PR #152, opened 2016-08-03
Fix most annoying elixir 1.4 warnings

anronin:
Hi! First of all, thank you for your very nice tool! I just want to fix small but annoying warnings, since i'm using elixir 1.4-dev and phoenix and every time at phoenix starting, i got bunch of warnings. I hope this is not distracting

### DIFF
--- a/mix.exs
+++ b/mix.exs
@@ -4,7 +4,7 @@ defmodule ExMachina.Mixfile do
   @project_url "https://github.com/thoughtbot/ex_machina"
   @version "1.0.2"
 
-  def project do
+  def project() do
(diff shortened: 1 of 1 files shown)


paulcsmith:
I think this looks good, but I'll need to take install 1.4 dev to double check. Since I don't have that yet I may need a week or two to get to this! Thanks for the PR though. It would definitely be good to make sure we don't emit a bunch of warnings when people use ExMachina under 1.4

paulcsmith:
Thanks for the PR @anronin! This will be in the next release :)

--*--

- The task: Copy each line of the data above exactly as it appears.

- Output below:
PR #152, opened 2016-08-03
Fix most annoying elixir 1.4 warnings

anronin:
Hi! First of all, thank you for your very nice tool! I just want to fix small but annoying warnings, since i'm using elixir 1.4-dev and phoenix and every time at phoenix starting, i got bunch of warnings. I hope this is not distracting

### DIFF
--- a/mix.exs
+++ b/mix.exs
@@ -4,7 +4,7 @@ defmodule ExMachina.Mixfile do
   @project_url "https://github.com/thoughtbot/ex_machina"
   @version "1.0.2"
 
-  def project do
+  def project() do
(diff shortened: 1 of 1 files shown)


paulcsmith:
I think this looks good, but I'll need to take install 1.4 dev to double check. Since I don't have that yet I may need a week or two to get to this! Thanks for the PR though. It would definitely be good to make sure we don't emit a bunch of warnings when people use ExMachina under 1.4

paulcsmith:
Thanks for the PR @anronin! This will be in the next release :)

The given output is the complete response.